Merkel hat das Hereinholen der Flüchtlinge aus Ungarn in Regierungserklärungen als Folge "einer Notlage" verteidigt und als "Ausnahme". Doch die Ausnahme verstetigte sich, als daraufhin vorübergehend mehr als 10.000 Flüchtlinge pro Tag über die Grenze kamen, größtenteils unregistriert, auf bayerischen Bahnhöfen euphorisch begrüßt von freiwilligen Helfern; als bundesweit Bürgermeister die letzten erhältlichen Traglufthallen für Flüchtlinge mieteten und Bierzelte orderten, um die überfüllten Turnhallen zu entlasten.

Heute hat das Humanitäre weniger Gewicht als damals.

Das deutlichste Signal vom Diskussionspodium in die CDU hinein sandte Gerald Knaus, Vorsitzender der Denkfabrik Europäische Stabilitätsinitiative, die 2016 das EU-Türkei-Abkommen entwarf. Er erinnerte mehrfach an Papst Franziskus, der im Hinblick auf die vielen im Mittelmeer ertrunkenen Flüchtlinge auf Lampedusa mit dem Bibelgleichnis vom barmherzigen Samariter Humanität von Europa einforderte – was eine Partei mit christlichem Selbstverständnis schwer ignorieren kann. Knaus warb dafür, sich in den künftigen Verhandlungen etwa mit afrikanischen Herkunftsstaaten stärker auf deren Interessen zu konzentrieren: Man solle ihnen weniger abverlangen, stattdessen mehr bieten und die Regierungen davon überzeugen, dass es ihnen nütze, ihre Bürger zurückzunehmen. "Dann haben sie Interesse an Kooperation."

Kritik an Merkel, aber nicht zu viel

Die Aufarbeitung im Adenauer-Haus ist nicht einfach – zum einen wegen der Kürze der anderthalbtägigen Veranstaltung. Zum anderen steckt Kramp-Karenbauer in einem Dilemma: Mit dem Versprechen der Aufarbeitung gewann sie ihre Wahl zur CDU-Chefin gegen ihren konservativen Gegenspieler Friedrich Merz. Sie muss also Kritik Raum geben, darf sich aber zugleich nicht zu stark von ihrer Amtsvorgängerin absetzen. Zu gewinnen ist wenig: Räumte die CDU Fehler ein, bekämen die Kritiker von rechts außen recht. Sähe die CDU sich politisch dagegen bestätigt, bliebe die Kritik so laut wie bisher.

Auch in der Fortsetzung am Montag wird Kramp-Karrenbauer die Sachdiskussion um das eigentliche Problem herumkreisen lassen: Vier nicht öffentlich tagende Themengruppen widmen sich Innerer Sicherheit und Abschiebepraxis, europäischem Grenzschutz, der Steuerung von Migration und der Integration vor Ort. Alles Zukunftsthemen, wenig auf konkrete Fehler der Vergangenheit bezogen. Der Frust der Merkel-Kritiker soll sich möglichst geräuscharm entladen.

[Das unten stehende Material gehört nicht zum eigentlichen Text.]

PR #843, opened 2026-08-11
Show approval-required tools with a shield badge on the agent

lochana-chathura:
## Purpose
$subject.

Fixes https://github.com/wso2/product-integrator/issues/2130

## Preivew
Screenshot 2026-08-12 at 08 35 41

Tooltip:
Screenshot 2026-08-13 at 10 45 47

## Summary

Adds `requiresApproval` metadata to AI tools and propagates it through tool discovery and agent metadata. Displays an approval badge for tools that require approval in the agent diagram.


packages/bi-diagram/src/components/nodes/AgentNode/AgentNodeWidget.tsx
```diff
@@ -1159,6 +1159,36 @@ export function AgentNodeWidget(props: AgentNodeWidgetProps) {
...
+                                                color: ThemeColors.SECONDARY,
+                                            }}
+                                        >
+                                            {/* bi-shield glyph (wso2-vscode font, U+F18A) */}
+                                            {String.fromCharCode(0xf18a)}
+                                        </div>
+                                    </Tooltip>
+                                </foreignObject>
+                            )}
+
```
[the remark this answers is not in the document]
lochana-chathura: Fixed in 5d7c905

packages/bi-diagram/src/components/nodes/AgentNode/AgentNodeWidget.tsx
```diff
@@ -1159,6 +1159,36 @@ export function AgentNodeWidget(props: AgentNodeWidgetProps) {
...
+                                                fontFamily: "wso2-vscode",
+                                                fontSize: "10px",
+                                                color: ThemeColors.SECONDARY,
+                                            }}
+                                        >
+                                            {/* bi-shield glyph (wso2-vscode font, U+F18A) */}
+                                            {String.fromCharCode(0xf18a)}
+                                        </div>
+                                    </Tooltip>
+                                </foreignObject>
```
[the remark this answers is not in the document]
lochana-chathura: This is just a UI badge on existing data, not new command/RPC/LS logic. No test infra for these widgets yet, so deferring this one.

packages/bi-diagram/src/components/nodes/AgentCallNode/AgentCallNodeWidget.tsx
```diff
@@ -876,6 +876,31 @@ export function AgentCallNodeWidget(props: AgentCallNodeWidgetProps) {
                                 </div>
                             </foreignObject>
 
+                            {/* Approval-required badge: a shield on the tool's top-right corner when the
```
dan-niles: This badge code is duplicated in `AgentCallNodeWidget` and `AgentCallWidget`. Can we extract to a common component?

lochana-chathura: Addressed in [de146b9](https://github.com/ballerina-platform/ballerina-vscode/pull/843/commits/de146b925f75a77c0b29b02334d17af2c269f78f)

packages/ballerina-language-server/flow-model-generator/modules/flow-model-generator-core/src/main/java/io/ballerina/flowmodelgenerator/core/AiUtils.java
```diff
@@ -1723,6 +1728,58 @@ && unwrapConstant(annot.attachmentValue().get()) instanceof Map<?, ?> map) {
...
+     * function-typed field ({@code RequiresApproval = boolean | isolated function}), which makes the
+     * compiler's constant-value construction throw for every AgentTool annotation.
+     */
+    public static boolean readRequiresApproval(Symbol toolSymbol, Project project) {
+        try {
+            Optional<Location> location = toolSymbol.getLocation();
+            if (location.isEmpty()) {
+                return false;
+            }
+            Document document = CommonUtils.getDocument(project, location.get());
```
NipunaRanasinghe: This looks up the document in the entry `project`, but the agent class doesn't have to live there. `isWorkspaceClass` (line 1652) accepts a class from any package in the workspace, since `getProjectsForModule` walks all the workspace projects.

So for an agent defined in a sibling package, `getDocument` returns null here, `document.syntaxTree()` throws an NPE, the catch at the bottom swallows it, and every tool comes back as `requiresApproval = false`. The badge just never shows up and nothing is logged.

`workspaceSystemPrompt` (lines 1578-1596) already handles the same situation: it loops over `getProjectsForModule(org, packageName, project)` and null-checks the document for each candidate. Could this do the same? At the very least a `if (document == null) { return false; }` guard, so an NPE isn't doing the control flow.

packages/ballerina-language-server/flow-model-generator/modules/flow-model-generator-core/src/main/java/io/ballerina/flowmodelgenerator/core/AiUtils.java
```diff
@@ -1723,6 +1728,58 @@ && unwrapConstant(annot.attachmentValue().get()) instanceof Map<?, ?> map) {
...
+            NonTerminalNode node = CommonUtil.findNode(toolSymbol, document.syntaxTree()).orElse(null);
+            while (node != null && !(node instanceof FunctionDefinitionNode)) {
```
NipunaRanasinghe: This walks up to the nearest enclosing function definition, but nothing checks that it's the function that actually declares `toolSymbol`.

It matters because of the call site in `CodeAnalyzer` (line 807): that branch passes whatever `semanticModel.symbol(element)` returns, which isn't always a `FunctionSymbol` — only `McpToolKit` variables get filtered out above it. If some other symbol's location happens to sit inside a function that itself carries `@ai:AgentTool`, this walk-up finds that outer function's annotation and reports approval for the wrong thing.

An early `if (!(toolSymbol instanceof FunctionSymbol)) { return false; }` would rule it out, or you could compare the found function's name against the symbol name.

packages/ballerina-language-server/flow-model-generator/modules/flow-model-generator-core/src/main/java/io/ballerina/flowmodelgenerator/core/AiUtils.java
```diff
@@ -1723,6 +1728,58 @@ && unwrapConstant(annot.attachmentValue().get()) instanceof Map<?, ?> map) {
...
+            }
+            if (node == null) {
+                return false;
+            }
+            FunctionDefinitionNode functionDefinition = (FunctionDefinitionNode) node;
+            if (functionDefinition.metadata().isEmpty()) {
+                return false;
+            }
+            for (AnnotationNode annotation : functionDefinition.metadata().get().annotations()) {
+                if (!annotation.annotReference().toSourceCode().trim().endsWith(AGENT_TOOL_ANNOT)) {
```
NipunaRanasinghe: `endsWith("AgentTool")` will also match an annotation from a completely different module, e.g. `@myorg:CustomAgentTool`.

Just above, `toolMethodsOf` uses `hasAiAnnotation(method.annotAttachments(), AGENT_TOOL_ANNOT)`, which checks the module is `ai` before accepting it. Worth matching that here — either compare the whole `ai:AgentTool` reference including the prefix, or resolve the annotation through the semantic model and check its module.

packages/ballerina-language-server/flow-model-generator/modules/flow-model-generator-core/src/main/java/io/ballerina/flowmodelgenerator/core/AiUtils.java
```diff
@@ -1723,6 +1728,58 @@ && unwrapConstant(annot.attachmentValue().get()) instanceof Map<?, ?> map) {
...
+                }
+                return annotation.annotValue()
+                        .flatMap(mapping -> mapping.fields().stream()
+                                .filter(field -> field instanceof SpecificFieldNode specificField
+                                        && REQUIRES_APPROVAL.equals(specificField.fieldName().toSourceCode().trim()))
+                                .map(field -> (SpecificFieldNode) field)
+                                .findFirst())
+                        // Gated unless the value is the literal `false`; absent field -> not gated.
+                        .map(specificField -> !"false".equals(
+                                specificField.valueExpr().map(expr -> expr.toSourceCode().trim()).orElse("")))
```
NipunaRanasinghe: The "anything but the literal `false` counts as gated" rule makes sense for the predicate-function case, but it also catches a plain boolean reference: `requiresApproval: approvalDisabled` where that constant is `false` will show the badge.

Probably fine in practice, and I'd leave it as is. Could you just extend the javadoc to say it outright — that any non-literal expression, including a `boolean`-typed reference that evaluates to false, is treated as gated? Right now the doc only mentions `true` or a predicate function, so the next reader won't expect that case.

packages/ballerina-language-server/flow-model-generator/modules/flow-model-generator-core/src/main/java/io/ballerina/flowmodelgenerator/core/AiUtils.java
```diff
@@ -1723,6 +1728,58 @@ && unwrapConstant(annot.attachmentValue().get()) instanceof Map<?, ?> map) {
...
+                        .orElse(false);
+            }
+            return false;
+        } catch (RuntimeException e) {
+            // Never let annotation reading break flow-model generation.
```
NipunaRanasinghe, line 1803: Not letting this break flow-model generation is the right call, but catching silently means a real failure is invisible in the LS logs — you'd see no badge and have nothing to go on.

`getProjectsForModule` in this same file logs at `Level.FINE` when it gives up. Could this do the same?

packages/ballerina-language-server/flow-model-generator/modules/flow-model-generator-core/src/main/java/io/ballerina/flowmodelgenerator/core/AiUtils.java
```diff
@@ -1723,6 +1728,58 @@ && unwrapConstant(annot.attachmentValue().get()) instanceof Map<?, ?> map) {
...
+     * {@code requiresApproval} field is present with any value other than the literal {@code false}
+     * (i.e. {@code true} or a predicate-function reference). A bare {@code @ai:AgentTool}, an explicit
+     * {@code requiresApproval: false}, or a missing field are all not gated.
+     * <p>
+     * The annotation value is read syntactically rather than via
+     * {@code AnnotationAttachmentSymbol.attachmentValue()} because the AgentTool config record has a
+     * function-typed field ({@code RequiresApproval = boolean | isolated function}), which makes the
+     * compiler's constant-value construction throw for every AgentTool annotation.
+     */
+    public static boolean readRequiresApproval(Symbol toolSymbol, Project project) {
```
NipunaRanasinghe, line 1748: Thanks for the javadoc here — explaining why the syntax tree is read instead of `attachmentValue()` will save whoever touches this next a lot of time.

One ask: could we get a test for it? This reads the tree directly and falls back to `false` on anything unexpected, so if it breaks it breaks quietly. The four cases the javadoc describes are cheap to lock in with flow-model config cases: `requiresApproval: true`, `requiresApproval: false`, a predicate-function reference, and a bare `@ai:AgentTool`.

packages/ballerina-language-server/flow-model-generator/modules/flow-model-generator-core/src/main/java/io/ballerina/flowmodelgenerator/core/AiUtils.java
```diff
@@ -1806,7 +1863,12 @@ private static AgentToolData parseToolMetadata(Map<?, ?> toolMap) {
             return null;
         }
         boolean isMcp = "MCP_TOOLKIT".equals(constantString(toolMap.get("kind")));
-        return new AgentToolData(name, constantString(toolMap.get("icon")), null, isMcp ? "MCP Server" : null);
+        // Prebuilt/published agents carry tool metadata in the compiled @display{agentMetadata}. The
+        // requiresApproval flag is read here defensively so it works once the generation side emits it;
+        // absent → false.
+        boolean requiresApproval = "true".equals(constantString(toolMap.get(REQUIRES_APPROVAL)));
```
NipunaRanasinghe, line 1897: The read itself works either way — `constantString` goes through `toString()`, so a `Boolean` and a `String` both land on `"true"`.

Since the generation side doesn't emit the field yet, this path always yields `false` today, which means prebuilt and published agents show no badge at all. Worth a line in the PR description so a reviewer testing that path doesn't file it as a bug.

packages/bi-diagram/src/components/nodes/AgentNode/AgentNodeWidget.tsx
```diff
@@ -34,7 +34,7 @@ import {
     NODE_WIDTH,
     NodeTypes,
 } from "../../../resources/constants";
-import { Button, Icon, Item, Menu, MenuItem, Popover, ThemeColors, getAIModuleIcon, DefaultLlmIcon } from "@wso2/ui-toolkit";
+import { Button, Icon, Item, Menu, MenuItem, Popover, ThemeColors, Tooltip, getAIModuleIcon, DefaultLlmIcon } from "@wso2/ui-toolkit";
```
NipunaRanasinghe: `Tooltip` isn't used anywhere in this file — the only other match is the unrelated `AgentIdTooltip` styled div, and the actual tooltip now lives inside `ApprovalBadge`. Looks like a leftover from before the component was pulled out. (`AgentCallNodeWidget` was already importing it for "View Agent", so it's only stale here.)

packages/bi-diagram/src/components/nodes/AgentWidget/ApprovalBadge.tsx
```diff
@@ -0,0 +1,54 @@
...
+    background: string;
+}
+
+/**
+ * A shield badge on the tool's top-right corner shown when the tool's
+ * @ai:AgentTool annotation gates it for human-in-the-loop approval.
+ */
+export function ApprovalBadge({ background }: ApprovalBadgeProps) {
+    return (
+        <foreignObject x="88.5" y="-0.5" width="17" height="17" style={{ overflow: "visible" }}>
```
NipunaRanasinghe, line 36: These coordinates come from the tool circle's geometry (`cx=80 cy=24 r=22`), which is the same in both widgets, so the badge lands on the 45° point of the arc in both. That checks out.

It is an invisible coupling though — if either widget's circle moves, the badge silently drifts off it. A short comment saying the numbers are derived from that circle would be enough.

packages/ballerina-language-server/flow-model-generator/modules/flow-model-generator-core/src/main/java/io/ballerina/flowmodelgenerator/core/AiUtils.java
lochana-chathura: Fixed in 847623b. Fixed by walking `getProjectsForModule` like `workspaceSystemPrompt` does, with a null-check instead of relying on the NPE fallthrough.

packages/ballerina-language-server/flow-model-generator/modules/flow-model-generator-core/src/main/java/io/ballerina/flowmodelgenerator/core/AiUtils.java
lochana-chathura: Fixed in 847623b. Added the early guard.

packages/ballerina-language-server/flow-model-generator/modules/flow-model-generator-core/src/main/java/io/ballerina/flowmodelgenerator/core/AiUtils.java
lochana-chathura: Fixed in 847623b. Now short-circuits on `hasAiAnnotation(...)` (same module check `toolMethodsOf` uses) and matches the syntax node via `QualifiedNameReferenceNode.identifier()` instead of a suffix compare.

packages/ballerina-language-server/flow-model-generator/modules/flow-model-generator-core/src/main/java/io/ballerina/flowmodelgenerator/core/AiUtils.java
lochana-chathura: Added `LOGGER.log(Level.FINE, ...)`.

packages/ballerina-language-server/flow-model-generator/modules/flow-model-generator-core/src/main/java/io/ballerina/flowmodelgenerator/core/AiUtils.java
lochana-chathura: Added `AiUtilsReadRequiresApprovalTest` covering all four cases.

packages/bi-diagram/src/components/nodes/AgentNode/AgentNodeWidget.tsx
lochana-chathura: Removed

packages/bi-diagram/src/components/nodes/AgentWidget/ApprovalBadge.tsx
lochana-chathura: Added a comment

packages/ballerina-language-server/flow-model-generator/modules/flow-model-generator-core/src/main/java/io/ballerina/flowmodelgenerator/core/AiUtils.java
lochana-chathura: Called this out explicitly in the comment.

packages/ballerina-language-server/flow-model-generator/modules/flow-model-generator-core/src/main/java/io/ballerina/flowmodelgenerator/core/AiUtils.java
lochana-chathura: Updated the javadoc

packages/ballerina-language-server/flow-model-generator/modules/flow-model-generator-core/src/main/java/io/ballerina/flowmodelgenerator/core/AiUtils.java
lochana-chathura: Reverted this test case temporary with 8703898 due to LS test failing. Will add it in a separate PR.

NipunaRanasinghe: Thanks for flagging the revert rather than quietly dropping it.

Two things before this merges, though. Was the failure in the test itself (fixture wiring, distribution not available in that job) or did it actually catch something in `readRequiresApproval`? Those have very different implications — the second would mean the parser still has a hole, and the rest of this PR rests on it.

And could you link the follow-up issue here? `readRequiresApproval` is now the one piece of this PR with no coverage at all, it's the piece most likely to break quietly (every failure path returns `false`, which looks identical to "not gated"), and it's just been rewritten — cross-package project walking, the `FunctionSymbol` guard, and the qualified-name matching all landed after the original review. A "separate PR" without a tracking issue tends not to happen.

The rest of the changes in 847623b look right to me: the workspace walk mirrors `workspaceSystemPrompt` with the null check, the `instanceof FunctionSymbol` + `hasAiAnnotation` short-circuit removes the wrong-function risk, and matching on `QualifiedNameReferenceNode.identifier()` is tighter than the suffix compare I complained about.

lochana-chathura: `readRequiresApproval` functionality correctness was tested with a built vsix with the all changes. My suspicion is the ai library version bump caused the test failure.  So in your terms, failure is the test itself.

Created issue https://github.com/wso2/product-integrator/issues/2158 to track it.

NipunaRanasinghe (approved):
LGTM

dan-niles (approved):
LGTM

Für die CSU wird Bayerns Innenminister Joachim Herrmann sprechen. Als einziger Kommunalpolitiker auf dem Podium ist der Essener Oberbürgermeister Thomas Kufen angekündigt – jener Christdemokrat, für den Merkel noch selbst auf der Wahlkampfbühne stand: Am Nachmittag des schicksalshaften Septembertages 2015, an dessen Ende Merkel die Flüchtlingsbusse aus Ungarn nach Deutschland einließ. Was sie nun von dem Versuch der parteiinternen Aufarbeitung ihrer damaligen Entscheidung hält, machte die Bundeskanzlerin auch klar: Sie nahm an der Veranstaltung nicht teil.